Esta circunstancia, y el hecho de que tales movimientos respondan también a la creciente preocupación por la desertización y abandono de las áreas rurales, invitan a la reflexión sobre el potencial alcance operativo, en términos demográficos y económicos, de un retorno de población y actividad a la España vaciada.
Como es bien sabido, los deméritos de la ciudad a favor de la vida en el campo no son algo novedoso. Hubo crisis urbana y generalizada repoblación rural tras la caída del Imperio Romano de Occidente, y repudio de la ciudad e idealización del mundo campestre en la novela pastoril, en la poesía bucólica de la Antigüedad y del Renacimiento, o en el canto por la poesía ascética de las bondades de la vida retirada y ermitaña. La revolución industrial daría paso a las propuestas del socialismo utópico, y a las más hacederas de los distintos modelos de ciudad jardín. La tensión ideológica entre ciudad y campo se ha mantenido en oscilación pendular a lo largo de la historia.
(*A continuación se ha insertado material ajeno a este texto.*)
PR #4884, opened 2024-06-08
process replay in all of CI

Qazalin:
enables BEAM=2, benchmarks, CI, openpilot process replay with the same infra.


Qazalin:
status: openpilot is the last one left with non deterministic process replay.

PR #4887, opened 2024-06-08
Convert BinaryOps.DIV to UnaryOps.RECIP and BinaryOps.IDIV

JhennerTigreros:
This PR introduces `UnaryOps.RECIP` and `BinaryOps.DIV`, and made the needed changes of functions to support both of them.

`a = Tensor([1,2,3], dtype=dtypes.float).tanh().realize()`

before

```
 0 ━┳ STORE MemBuffer(idx=0, dtype=dtypes.float, st=ShapeTracker(views=(View(shape=(3,), strides=(1,), offset=0, mask=None, contiguous=True),)))
  1  ┗━┳ SUB 
  2    ┣━┳ MUL 
  3    ┃ ┣━━ CONST ConstBuffer(val=2.0, dtype=dtypes.float, st=ShapeTracker(views=(View(shape=(3,), strides=(0,), offset=0, mask=None, contiguous=False),)))
  4    ┃ ┗━┳ DIV 
  5    ┃   ┣━━ CONST ConstBuffer(val=1.0, dtype=dtypes.float, st=ShapeTracker(views=(View(shape=(3,), strides=(0,), offset=0, mask=None, contiguous=False),)))
  6    ┃   ┗━┳ ADD 
  7    ┃     ┣━━ CONST ConstBuffer(val=1.0, dtype=dtypes.float, st=ShapeTracker(views=(View(shape=(3,), strides=(0,), offset=0, mask=None, contiguous=False),)))
  8    ┃     ┗━┳ EXP2 
  9    ┃       ┗━┳ MUL 
 10    ┃         ┣━┳ MUL 
 11    ┃         ┃ ┣━━ CONST ConstBuffer(val=2.0, dtype=dtypes.float, st=ShapeTracker(views=(View(shape=(3,), strides=(0,), offset=0, mask=None, contiguous=False),)))
 12    ┃         ┃ ┗━━ LOAD MemBuffer(idx=1, dtype=dtypes.float, st=ShapeTracker(views=(View(shape=(3,), strides=(1,), offset=0, mask=None, contiguous=True),)))
 13    ┃         ┗━━ CONST ConstBuffer(val=-1.4426950408889634, dtype=dtypes.float, st=ShapeTracker(views=(View(shape=(3,), strides=(0,), offset=0, mask=None, contiguous=False),)))
 14    ┗━━ CONST ConstBuffer(val=1.0, dtype=dtypes.float, st=ShapeTracker(views=(View(shape=(3,), strides=(0,), offset=0, mask=None, contiguous=False),)))
```

after

```
*** PYTHON     1 copy       12,  PYTHON <- NPY          arg   2 mem  0.00 GB tm     13.23us/     0.01ms (    0.00 GFLOPS,    0.00 GB/s)
  0 ━┳ STORE MemBuffer(idx=0, dtype=dtypes.float, st=ShapeTracker(views=(View(shape=(3,), strides=(1,), offset=0, mask=None, contiguous=True),)))
  1  ┗━┳ SUB 
  2    ┣━┳ MUL 
  3    ┃ ┣━━ CONST ConstBuffer(val=2.0, dtype=dtypes.float, st=ShapeTracker(views=(View(shape=(3,), strides=(0,), offset=0, mask=None, contiguous=False),)))
  4    ┃ ┗━┳ RECIP 
  5    ┃   ┗━┳ ADD 
  6    ┃     ┣━━ CONST ConstBuffer(val=1.0, dtype=dtypes.float, st=ShapeTracker(views=(View(shape=(3,), strides=(0,), offset=0, mask=None, contiguous=False),)))
  7    ┃     ┗━┳ EXP2 
  8    ┃       ┗━┳ MUL 
  9    ┃         ┣━┳ MUL 
 10    ┃         ┃ ┣━━ CONST ConstBuffer(val=2.0, dtype=dtypes.float, st=ShapeTracker(views=(View(shape=(3,), strides=(0,), offset=0, mask=None, contiguous=False),)))
 11    ┃         ┃ ┗━━ LOAD MemBuffer(idx=1, dtype=dtypes.float, st=ShapeTracker(views=(View(shape=(3,), strides=(1,), offset=0, mask=None, contiguous=True),)))
 12    ┃         ┗━━ CONST ConstBuffer(val=-1.4426950408889634, dtype=dtypes.float, st=ShapeTracker(views=(View(shape=(3,), strides=(0,), offset=0, mask=None, contiguous=False),)))
 13    ┗━━ CONST ConstBuffer(val=1.0, dtype=dtypes.float, st=ShapeTracker(views=(View(shape=(3,), strides=(0,), offset=0, mask=None, contiguous=False),)))
```

I'm working on test to pass, I find out two blockers right now:

1. The `test_symbolic_test::test_var*`
 are failing due to the function `F.Div.forward` now use `UnaryOps.RECIP` and `BinaryOps.MUL` to made the multiplication and when `BinaryOps.MUL` received 0 and INF value (RECIP returns this when the denominator is 0) return nan and the expected value is 0. I try to return 0 instead of INF but more tests start to fail, so I'm reading the higher logic to find a solution.

2. For CLANG and PTX, some errors are due to my current implementation, but now I'm focusing on fixing the symbolic tests, later I will fix this. I'm reading PTX ISA to understand how to implement the IDIV (Maybe casting the floats to integers before using the `div.{dtype}` instruction)


geohot:
If BinaryOps.DIV sill exists, this is wrong.

JhennerTigreros:
I forget to remove the BinaryOps.DIV, I'm working on rshift test, due to use UnaryOps.RECIP return a float its raise a dtype error because its expect uint not float.

JhennerTigreros:
I'm confident of my solution. I have two stoppers that I described on the description of the PR. I open the PR to received feedback. I need to study for an exam now, so I will be back tomorrow morning. Thanks for the time!

JhennerTigreros:
Update:

After some read I understood on the basics how PatternMatcher works and find the bug, as now I use `BinaryOps.MUL` and `UnaryOps.RECIP` when se have a 0 / 0 the expected result is `nan`. but this rule
`(UPat(UOps.ALU, BinaryOps.MUL, [UPat(), UPat(UOps.CONST, 0, name="c")]), lambda c: c)` 
unfold the division to 0, so I modify the rule to support the case when `UnaryOps.RECIP` returns `nan` to render as `nan` the value.
 
I have the following tests to fix:
* I have some tests (METAL, CLANG, GPU, NV) failing due to my C implementation of `BinaryOps.IDIV` returns `-2.147484e+09` or `2.147484e+09` when divide by 0, so I need to improve that.
* The LLVM and PTX test are failing due to bad type when both numbers are float. I will change the condition to cast both to integers.
* The PTX need to round the value to nearest integer I read the PTX ISA and try to use `rnd` modifier for `div`, but doesn't work 🤔 
* For openpilot and onnx I don't know yet what is failing, I suppose is due to the other errors described above.

Thanks for the time.

JhennerTigreros:
Update:

Finally almost all test pass, I have an error with Metal test, but when I test that on my local machine the fuzzer pass 

Screenshot 2024-06-10 at 10 35 19 PM

I use the same command as in the test workflow

```
PYTHONPATH="." METAL=1 FUZZ_ALL_ACTIONS=1 DEPTH=2 FUZZ_N=48 FUZZ_MAX_SIZE=10000000 python test/external/fuzz_linearizer.py
```

I'm working know on the ONNX+Optimization tests, it fails due to rshift implementing self.div

tinygrad/renderer/cstyle.py
```diff
@@ -25,10 +25,12 @@ class CStyleLanguage(Renderer):
   type_map: Dict[DType, str] = {}
   code_for_op: Dict = {
     UnaryOps.NEG: lambda x,dtype: f"(!{x})" if dtype == dtypes.bool else f"(-{x})", UnaryOps.SQRT: lambda x,dtype: f"sqrt({x})",
+    UnaryOps.RECIP: lambda x,dtype: f"(1/{x})",
     UnaryOps.EXP2: lambda x,dtype: f"exp2({x})", UnaryOps.LOG2: lambda x,dtype: f"log2({x})", UnaryOps.SIN: lambda x,dtype: f"sin({x})",
-    BinaryOps.ADD: lambda a,b,dtype: f"({a}+{b})", BinaryOps.SUB: lambda a,b,dtype: f"({a}-{b})", BinaryOps.MUL: lambda a,b,dtype: f"({a}*{b})",
-    BinaryOps.DIV: lambda a,b,dtype: f"({a}/{b})", BinaryOps.MAX: lambda a,b,dtype: f"max({a},{b})", BinaryOps.MOD: lambda a,b,dtype: f"({a}%{b})",
-    BinaryOps.CMPLT: lambda a,b,dtype: f"({a}<{b})", BinaryOps.CMPNE: lambda a,b,dtype: f"({a}!={b})", BinaryOps.XOR: lambda a,b,dtype: f"({a}^{b})",
+    BinaryOps.ADD: lambda a,b,dtype: f"({a}+{b})", BinaryOps.SUB: lambda a,b,dtype: f"({a}-{b})", BinaryOps.MAX: lambda a,b,dtype: f"max({a},{b})",
+    BinaryOps.IDIV: lambda a,b,dtype: f"(int)({a}/{b})",
```
chenyuxyz, line 31: don't think you want to hard code `(int)`, why does not this preserve the dtype?

tinygrad/renderer/cstyle.py
```diff
@@ -239,7 +241,8 @@ def render_kernel(self, function_name, kernel, bufs, uops, prefix=None):
   return {arg[3].name}2(c.thread_elements()[0], c.thread_elements()[1]);\n}}""")
     return super().render_kernel(function_name, kernel, bufs, uops, prefix)
 
-code_for_op_half = {BinaryOps.MAX: lambda a,b,dtype: f"__hmax({a},{b})" if dtype in (dtypes.half, dtypes.bfloat16) else f"max({a},{b})",
+code_for_op_half = {UnaryOps.RECIP: lambda x,dtype: f"({'(half)'if dtype == dtypes.half else ''}1/{x})",
```
chenyuxyz, line 244: why override this?

chenyuxyz (commented):
the dice error looks like noise, feel free to add a very small atol / rtol

tinygrad/renderer/cstyle.py
JhennerTigreros: I remember to overrided this because some test_uops and test_ops where failing, I tests again without this override and all works (maybe I had some errors on my first try), submit the commit without this line now, thank you.

JhennerTigreros:
Almost all tests passes. I have the metal test errors on CI, but when I run them on my local machine it passes.

My current specs are

```
Device Name: Apple M1 Pro
Max Threads per Threadgroup: MTLSize(width: 1024, height: 1024, depth: 1024)
Are raster order groups supported: true
```

Which are the Metal runner config? or maybe there is something broken with the dataset that I upload? 🤔

chenyuxyz:
It's possible that CI metal does not support bfloat16 and we did not hit it before. Fine to add `expected-failures=1` to skip it for now

how did you generated the dataset? how many ast lines are there v.s. the master. I saw a big file size drop and would like to check it's generated correctly

JhennerTigreros:
> It's possible that CI metal does not support bfloat16 and we did not hit it before. Fine to add `expected-failures=1` to skip it for now

I just check the MSL and it supports bfloat for Metal 3.1 or later, [page 25](https://developer.apple.com/metal/Metal-Shading-Language-Specification.pdf)

Screenshot 2024-06-11 at 2 30 47 PM

> how did you generated the dataset? how many ast lines are there v.s. the master. I saw a big file size drop and would like to check it's generated correctly

I just ran `./extra/optimization/generate_dataset.sh` in a CUDA machine (RTX 4070 Super) and let finish it (Does is It need to be generated on Metal machine?), I'm running that again in the same CUDA machine just to validate.

chenyuxyz:
CI metal is quite different from real metal for some unknown reason, like it does not support ICB. If it works on a real mac machine I think it's fine. We probably want to update that test to make it more robust, but it does not need to be this pr.

Try adding `CI=1` if you want to use cuda machine, I think it won't run the bfloat16 kernels. Last time I used a mac to generate the dataset and that was fine, but it might just be lucky.

Still want the new kernel count v.s. master kernel count of the dataset to make sure it's not off too much

JhennerTigreros:
It start throwing these errors. 

Screenshot 2024-06-11 at 2 36 34 PM

Adding this line again `UnaryOps.RECIP: lambda x,dtype: f"({'(half)'if dtype == dtypes.half else ''}1/{x})",`` let pass the tests, is needed to support those `half` operations.

Line count (is the same as kernel count?) of the datasets 

master: 11644

my branch: 11888

test/external/external_test_metrics.py
```diff
@@ -10,7 +10,7 @@ class ExternalTestMetrics(unittest.TestCase):
   def _test_metrics(self, tinygrad_metrics, orig_metrics, pred, label):
     tinygrad_metrics_res = tinygrad_metrics(Tensor(pred), Tensor(label)).squeeze().numpy()
     orig_metrics_res = orig_metrics(torch.from_numpy(pred), torch.from_numpy(label)).numpy()
-    np.testing.assert_equal(tinygrad_metrics_res, orig_metrics_res)
+    np.testing.assert_allclose(tinygrad_metrics_res, orig_metrics_res, atol=1e-6, rtol=1e-3)
```
chenyuxyz, line 13: that's very big of an margin, do you need this big?

JhennerTigreros: Nop, reduced to atol=1e-8, rtol=1e-7

JhennerTigreros:
I'm don't understand why this test fails, I'm running locally and don't say memory error 🤔 

Screenshot 2024-06-11 at 6 02 15 PM

chenyuxyz:
I can reproduce the error locally with python 3.8.18, what's the python version your are using?

JhennerTigreros:
I'm using 3.12.3

chenyuxyz:
looks like you have it fixed? also there are two data set files in the pr

JhennerTigreros:
Yep, weird behavior. Literally I just restart my computer a free caches of my machine and run the generated script again 🤔 .

chenyuxyz:
one last thing from me: remove the code change in `/extra`, those are not tested so better to leave it as is

will trigger the benchmark run after

extra/assembly/assembly.py
```diff
@@ -146,7 +146,7 @@ def uops_to_asmstyle(lang, function_name:str, uops:List[UOp]):
         pred_reg = lang.newreg((u, 'pred'), dtype=dtypes.bool)
         lang.ins.append(AssemblyInstruction(UOps.ALU, pred_reg, [lang.tor[x] for x in vin], args))
         lang.ins.append(AssemblyInstruction(UOps.CAST, out, [pred_reg], args))
-      elif args == BinaryOps.DIV and lang.no_div:
+      elif args == BinaryOps.IDIV and lang.no_div:
```
chenyuxyz, line 149: still this and one below, please also read the whole pr diff again

test/test_custom_function.py
```diff
@@ -43,8 +43,8 @@ def forward(self, a:LazyBuffer, b:LazyBuffer) -> LazyBuffer:
                              arg={"GPU": atan2_gpu, "CPU": atan2_cpu}[a.device], srcs=(a.contiguous(), b.contiguous()))
   def backward(self, grad_output:LazyBuffer) -> Tuple[Optional[LazyBuffer], Optional[LazyBuffer]]:
     denom = (self.a.e(BinaryOps.MUL, self.a)).e(BinaryOps.ADD, self.b.e(BinaryOps.MUL, self.b))
-    return grad_output.e(BinaryOps.MUL, self.b.e(BinaryOps.DIV, denom)) if self.needs_input_grad[0] else None, \
-           grad_output.e(BinaryOps.MUL, self.a.const(0).e(BinaryOps.SUB, self.a).e(BinaryOps.DIV, denom)) if self.needs_input_grad[1] else None
+    return grad_output.e(BinaryOps.MUL, self.b.e(BinaryOps.MUL, denom.e(UnaryOps.RECIP))) if self.needs_input_grad[0] else None, \
+           grad_output.e(BinaryOps.MUL, self.a.const(0).e(BinaryOps.SUB, self.a).e(BinaryOps.MUL, denom.e(UnaryOps.RECIP))) if self.needs_input_grad[1] else None # noqa: E501
```
chenyuxyz, line 47: missed this earlier, we don't want new `# noqa: E501`

tinygrad/codegen/uops.py
```diff
@@ -1,5 +1,6 @@
 from __future__ import annotations
 from typing import Iterator, Optional, Tuple, Any, Dict, List, DefaultDict, Set, Callable, Union, cast, TypeVar
+import math
```
chenyuxyz, line 3: this should merge with the next line

test/test_custom_function.py
JhennerTigreros: I have this modification on pattern matcher.

`(UPat(UOps.ALU, BinaryOps.MUL, [UPat(name="x"), UPat(UOps.CONST, 0, name="c")]), lambda x,c: c if not isinstance(x.arg, (int, float)) else x if math.isnan(x.arg) else c)`

I need that two how the x*0 unfolds work, I try to create a new rule the specific x=nan but don't work. 🤔

JhennerTigreros: I try this rule

```
(UPat(UOps.ALU, BinaryOps.MUL, [UPat(UOps.CONST, math. nan, name="x"), UPat()]), lambda x: x),
```

Without modifying the original, and throws errors, Can I have two rules for the same Ops but different `CONST`? 🤔 

Screenshot 2024-06-11 at 7 10 31 PM

JhennerTigreros: Ignored, just rewrite the whole line. Testing now

JhennerTigreros: I change the `math` import to just import isnan function, is the unique use here. and pass the check. Is that valid? Also I rewrite the whole line to

`(UPat(UOps.ALU, BinaryOps.MUL, [UPat(name="x"), UPat(UOps.CONST, 0, name="c")]), lambda x,c: x if isinstance(x.arg, float) and isnan(x.arg) else c),`

chenyuxyz: you don't need to change the algorithm, the point is that we don't a very long line as it's less readable

tinygrad/codegen/uops.py
```diff
@@ -1,6 +1,7 @@
 from __future__ import annotations
 from typing import Iterator, Optional, Tuple, Any, Dict, List, DefaultDict, Set, Callable, Union, cast, TypeVar
 import functools, itertools, heapq
+from math import isnan
```
chenyuxyz, line 4: just `import functools, itertools, heapq, math`. The point is to have `math` be in the same line as other std imports

test/test_custom_function.py
JhennerTigreros: If I leave the math import merged with the next one, the line need a E501, so in this case is valid to left a E501 in this line, if understand correctly?

chenyuxyz: no, just break the line somehow, either parentheses or `\`

tinygrad/codegen/uops.py
```diff
@@ -194,10 +195,12 @@ def loop_collapse(loop_start, loop_end, compval, idx, mval, multconst):
...
   (UPat(UOps.ALU, BinaryOps.SUB, (UPat(name="x"), UPat(UOps.CONST, 0))), lambda x: x),   # x-0 -> x
-  (UPat(UOps.ALU, BinaryOps.DIV, (UPat(name="x"), UPat(UOps.CONST, 1))), lambda x: x),   # x/1 -> x
-  (UPat(UOps.ALU, BinaryOps.DIV, (UPat(name="x"), UPat(UOps.CONST, -1))), lambda x: -x), # x/-1 -> -x
+  (UPat(UOps.ALU, BinaryOps.IDIV, (UPat(name="x"), UPat(UOps.CONST, 1))), lambda x: x),   # x/1 -> x
+  (UPat(UOps.ALU, BinaryOps.IDIV, (UPat(name="x"), UPat(UOps.CONST, -1))), lambda x: -x), # x/-1 -> -x
   # ** zero folding **
-  (UPat(UOps.ALU, BinaryOps.MUL, [UPat(), UPat(UOps.CONST, 0, name="c")]), lambda c: c), # x*0 -> 0 or 0*x -> 0
+  #x*0 -> 0 or 0*x -> 0
+  #if x is nan it should render the nan value.
+  (UPat(UOps.ALU, BinaryOps.MUL, [UPat(name="x"), UPat(UOps.CONST, 0, name="c")]), lambda x,c: c if not isinstance(x.arg, (int, float)) else x if math.isnan(x.arg) else c), # noqa: E501
```
chenyuxyz: does `lambda x,c: x if isnan(x.arg) else c),` work?

JhennerTigreros: Nop, in some tests `x.arg` is None and `isnan` throws error because expect a real number.

Screenshot 2024-06-11 at 7 55 07 PM

test/test_custom_function.py
JhennerTigreros: Ohh got the point, thx for the explanation.

tinygrad/codegen/uops.py
chenyuxyz: hmm that's weird, but probably has nothing to do with this pr

JhennerTigreros:
I forgot to add `dtypes.bfloat16` in the override for `code_for_op_half`

JhennerTigreros:
I will let finish the benchmark and solve the errors raised.

chenyuxyz:
there's `hrcp` that should work for both half and bfloat16 https://docs.nvidia.com/cuda/cuda-math-api/group__CUDA__MATH____HALF__FUNCTIONS.html

JhennerTigreros:
Thanks, pushed the fix.

chenyuxyz:
don't think `hrcp` requires the `1`, it itself is reciprocal

chenyuxyz:
@geohot please take a final look

test/test_uops.py
```diff
@@ -170,14 +170,24 @@ def test_sqrt(self):
...
-    self.assertEqual(exec_alu(BinaryOps.DIV, dtypes.int8, (-50, 6)), -8)
+    self.assertEqual(exec_alu(BinaryOps.IDIV, dtypes.int8, (8, 2)), 4)
+    self.assertEqual(exec_alu(BinaryOps.IDIV, dtypes.int8, (7, 3)), 2)
+    self.assertEqual(exec_alu(BinaryOps.IDIV, dtypes.int8, (7, -3)), -2)
+    self.assertEqual(exec_alu(BinaryOps.IDIV, dtypes.int8, (-50, 6)), -8)
 
-    np.testing.assert_allclose(exec_alu(BinaryOps.DIV, dtypes.float32, (8.0, 2.0)), 4.0)
-    np.testing.assert_allclose(exec_alu(BinaryOps.DIV, dtypes.float32, (7.0, 3.0)), 2+(1.0/3.0))
-    np.testing.assert_allclose(exec_alu(BinaryOps.DIV, dtypes.float32, (7.0, -3.0)), -2-(1.0/3.0))
+    np.testing.assert_allclose(exec_alu(BinaryOps.IDIV, dtypes.float32, (8.0, 2.0)), 4.0)
```
geohot, line 178: This should be asserting in the type checker.

JhennerTigreros: Thanks, just added a condition for validate if `vin[0].dtype` is int in IDIV.

tinygrad/codegen/uops.py
```diff
@@ -453,6 +456,8 @@ def type_verify(self):
         elif arg in (BinaryOps.CMPLT, BinaryOps.CMPNE):
           assert dtype == dtypes.bool, f"{arg} output dtype mismatch {dtype=} != {dtypes.bool}"
           assert vin[0].dtype == vin[1].dtype, f"{arg} dtype mismatch {dtype=} != {vin[0].dtype=} != {vin[1].dtype=}"
+        elif arg is BinaryOps.IDIV:
+          assert dtypes.is_int(vin[0].dtype), f"{arg} output dtype mismatch {dtype=} != {dtypes.int}"
```
chenyuxyz, line 460: need to check two inputs and output are all int

geohot:
Wait does integer Tensor divison still work after this PR? Are we testing that?

JhennerTigreros:
Hi, I see some in `test_ops.py` that check integer Tensor division 

Screenshot 2024-06-12 at 3 54 29 PM

I'm checking new error on `test_failure_32`, after updating my branch with master, taking a look before submitting a commit with the fixes.

`RuntimeError: CUDA Error 1, invalid argument`

Screenshot 2024-06-12 at 3 56 45 PM

JhennerTigreros:
Weird, I move to a previous commit (91c58048987710fc23f94c1898aeef5b4643a4d8) were tests passed on CI and on my local machine doesn't pass, pushing new commits to verify with CI. (maybe my machine has some problem with drivers or compiler)

JhennerTigreros:
Also need to regenerate the dataset due to changes in some `LazyOp` inside tests, running.

`PYTHONPATH=. ./extra/optimization/generate_dataset.sh`

JhennerTigreros:
I tested Fuzz Linearizer Metal on my local machine with diff python env and passed. My platform is `macOS-14.5-arm64-arm-64bit`

Python 3.12.3

Screenshot 2024-06-12 at 5 17 55 PM

Python 3.11.9

Screenshot 2024-06-12 at 5 24 51 PM


Python 3.8.19
Screenshot 2024-06-12 at 5 19 53 PM

JhennerTigreros:
I have some problems running the `generate_dataset.sh` due to memory constrains on my machine, so I just split some tests on different lines to prune the memory, also add JIT=2 and fix some issues related with the following error (read a message from geo about this)

```
RuntimeError: Error Domain=MTLCommandBufferErrorDomain Code=1 "Discarded (victim of GPU error/recovery) (00000005:kIOGPUCommandBufferCallbackErrorInnocentVictim)" UserInfo={NSLocalizedDescription=Discarded (victim of GPU error/recovery) (00000005:kIOGPUCommandBufferCallbackErrorInnocentVictim), NSUnderlyingError=0x13383b930 {Error Domain=IOGPUCommandQueueErrorDomain Code=5 "(null)"}}
```

Kernel count. My branch `11602` vs master `11644`

tinygrad/renderer/llvmir.py
```diff
@@ -15,12 +15,13 @@ def is_bool_or_unsigned(dtype: DType): return dtype == dtypes.bool or dtypes.is_
...
   UnaryOps.SQRT: lambda builder, x, dtype: builder.call(builder.module.declare_intrinsic('llvm.sqrt', [x.type]), [x], fastmath=MFLAGS),
   BinaryOps.ADD: lambda builder, x, y, dtype: builder.or_(x, y) if dtype == dtypes.bool else builder.add(x, y) if dtypes.is_int(dtype) else builder.fadd(x, y, flags=MFLAGS),  # noqa: E501
   BinaryOps.SUB: lambda builder, x, y, dtype: builder.sub(x, y) if dtypes.is_int(dtype) else builder.fsub(x, y, flags=MFLAGS),
   BinaryOps.MUL: lambda builder, x, y, dtype: builder.mul(x, y) if is_bool_or_unsigned(dtype) or dtypes.is_int(dtype) else builder.fmul(x, y, flags=MFLAGS),  # noqa: E501
-  BinaryOps.DIV: lambda builder, x, y, dtype: builder.udiv(x, y) if is_bool_or_unsigned(dtype) else builder.sdiv(x, y) if dtypes.is_int(dtype) else builder.fdiv(x, y, flags=MFLAGS),  # noqa: E501
+  BinaryOps.IDIV: lambda builder, x, y, dtype: builder.udiv(x, y) if is_bool_or_unsigned(dtype) else builder.sdiv(x, y) if dtypes.is_int(dtype) else builder.call(builder.module.declare_intrinsic('llvm.floor', [x.type]), [builder.fdiv(x, y, flags=MFLAGS)], fastmath=MFLAGS),  # noqa: E501
```
geohot, line 24: Why does this need llvm.floor when it didn't before? IDIV should have the same behavior as DIV. Why is there float support in here?

JhennerTigreros: Yep, IDIV only supports integers and the type checker should raise if try with floats, changing this line.

geohot:
Congrats, bounty is yours!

De un modo u otro, el rechazo de las complicaciones y el bullicio de la gran ciudad, y la idealización de la tranquilidad y sosiego de la aldea, son motivos con notable presencia a lo largo de la historia. Si este credo volviera a prosperar, estaríamos ante un nuevo florecimiento del ruralismo que, en realidad, ya estaba activo antes de la pandemia. Ésta será, si acaso, el impulso final que desencadenase su nueva andadura. La vida rural se vería revalorada ahora, además, por su mayor seguridad frente a la gran ciudad, cuyo aura -ya erosionada por su hipertrofia, sus disfunciones y sus efectos de despoblamiento rural- puede sufrir otra merma en la medida en que, como ya se ha insinuado, se instituya el mito de que las aglomeraciones urbanas son causa desencadenante y catalizador de la pandemia.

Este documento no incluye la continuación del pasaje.